Sexta-Feira 13 não era particularmente original. Cunningham reconheceu que estava a seguir uma tendência. O assassino no primeiro filme nem sequer é Jason, mas sim a sua mãe. A fórmula era emprestada, os valores de produção modestos, a construção quase mecânica. E, no entanto, o filme funcionou da forma como só certos filmes de terror de baixo orçamento funcionam — porque a fórmula foi apresentada com tamanha franqueza que parecia nova, e porque o marketing criou uma sensação de evento em torno do que era, tecnicamente, uma produção regional modesta. O seu feito foi menos o de uma visão artística singular do que o de um instinto comercial preciso aplicado a material de género no momento exato. O establishment crítico ignorou-o em grande parte; o público, não.

Cunningham continuou a servir como guardião da franquia durante décadas — produzindo Jason Goes to Hell: The Final Friday (1993), Jason X (2002), Freddy vs. Jason (2003) e o reboot de 2009, enquanto fundava a Crystal Lake Entertainment para gerir os direitos da franquia. Realizou o thriller de águas profundas DeepStar Six (1989) e produziu a série de terror House nos anos 80. Nenhuma dessas direções produziu algo que equivalesse ao impacto cultural do que fez em 1980, que é o tipo de coisa que pode definir uma carreira tanto quanto limitá-la.

Depois veio a disputa legal que agora define os seus últimos anos tanto quanto qualquer coisa que realmente fez. Em 2018, o argumentista Victor Miller apresentou um pedido para recuperar os seus direitos de autor sobre o argumento original ao abrigo da disposição de rescisão de direitos da Lei de Direitos de Autor dos EUA. Após anos de litígio, um tribunal federal de recurso decidiu a favor de Miller em 2020. A decisão deu a Miller o controlo do argumento — e, criticamente, sobre Jason Voorhees tal como escrito nesse primeiro guião. Cunningham manteve os direitos sobre outros elementos da franquia, mas a divisão efetivamente congelou a produção: nenhuma das partes poderia avançar sem a outra. A franquia de terror mais comercialmente resiliente dos anos 80 caiu em estase legal porque o homem que a realizou e o homem que a escreveu possuíam cada um uma peça de que o outro precisava.

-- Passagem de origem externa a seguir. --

PR #1053, opened 2016-07-09
Remove account deletion step of "Uninstall" flow

lmorchard:
- Remove frontend request to delete user during uninstall
- Remove `/users/retire/` API resource
- Updated tests

Fixes #1045

PR #1064, opened 2016-07-12
WIP no longer unsubscribe users from email lists when they unistall

johngruen:
@lmorchard Here's how i would handle the UI changes.


lmorchard:
The unsubscribe call [was removed in another PR](https://github.com/mozilla/testpilot/pull/1053/files#diff-80eb70da53930bdf6ead5c585c81c484L52), so I'll just go ahead and merge this as the UI side of it

Issue #1046, opened 2016-07-07
Ensure content for "Contributors" list on experiment details page is retained after user account deletion


lmorchard:
The "contributors" list for each experiment is made up of a list of user accounts.

This should probably be reworked to be a simple list of name, title, and avatar totally separate from user accounts.

ckprice:
I wonder if it makes sense to remove this from TXP-7, and add it to our flat files milestone when it's created.

There may be a more interesting way to manage this list once we figure out the files architecture, and I think we can continue to edit the contributors list in the DB after we remove Firefox Accounts.

lmorchard:
Problem is that the data behind this column possibly goes away when TXP-7 is finished. The contributors list is made of users. That said, we could possibly retain those specific users - since those are all Mozillians and possibly all admins.

pdehaan:
If we move to flat files (backed by Markdown+JSON/Yaml) we could probably just use front matter.
For example:
- https://gohugo.io/content/front-matter/
- https://jekyllrb.com/docs/frontmatter/

So in the case of an experiment, the front-matter could just specify a sorted array of contributors and have no dependencies on a database or anything else.

---

```
---
title: Tab Center
version: "1.21"
slug: tab-center
changelog_url: https://github.com/bwinton/VerticalTabs/releases/latest
contribute_url: https://github.com/bwinton/VerticalTabs#readme
bug_report_url: https://github.com/bwinton/VerticalTabs/issues
discourse_url: https://discourse.mozilla-community.org/c/test-pilot/tab-center
description: "What would it be like to move tabs from the top of the browser to the side? We wanted to find out!"
tags: [ "Just Updated" ]
lastmod: 2016-07-05
date: "2012-04-06"
contributors:
  - {name: "John G", bio: "Firefox UX"}
  - {name: "Philipp S", bio: "Firefox UX"}
  - {name: "Blake W", bio: "Firefox UX"}

---

<p class="lead">Take your tabs from in the way to tucked away. Tab Center moves your tabs to the side of your browser window so they're out of sight when you don't need them, and easy to expand and grab when you do.</p>

![Some image]()
Tuck away those tabs until you need them.

![Second image]()
Pin Tab Center to see everything you've got open.

![Third image]()
Redecorate and move the furniture! Tab Center works with your favorite Firefox themes.

```

lmorchard:
Flat files issue over here: https://github.com/mozilla/testpilot/issues/988 (also a meeting this Weds)

[...]

Issue #1041, opened 2016-07-07
Update landing page to accomodate removal of FxA auth


lmorchard:
- [x] Update landing page to link directly to Install.
- [ ] Updated Landing page UI to reflect new onboarding steps (at the bottom of the landing page).

Mockup: https://mozilla.invisionapp.com/share/Q77S1H6ZC#/screens/168769316

(Do we need assets for this?)

lmorchard:
The first TODO up there will be covered by #1065

lmorchard:
Looks like the only asset we might need are the chat bubbles image for step number 3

Ele continua a aparecer, independentemente disso. Cunningham marcou presença em convenções de fãs em Los Angeles em 2024 e foi homenageado em 2025 no 58.º Festival de Cinema de Sitges com o Prémio Time Machine — o reconhecimento do festival para uma contribuição definidora de carreira para o cinema de género. Recebeu o prémio em Espanha, ainda associado a um filme que fez em Nova Jérsia há quase cinco décadas, ainda identificado pelo nome de um personagem que não aparece nesse filme até aos seus segundos finais. A situação legal não foi resolvida. Se um novo Sexta-Feira 13 existirá durante a sua vida é uma questão que os tribunais, não os cineastas, acabarão por responder.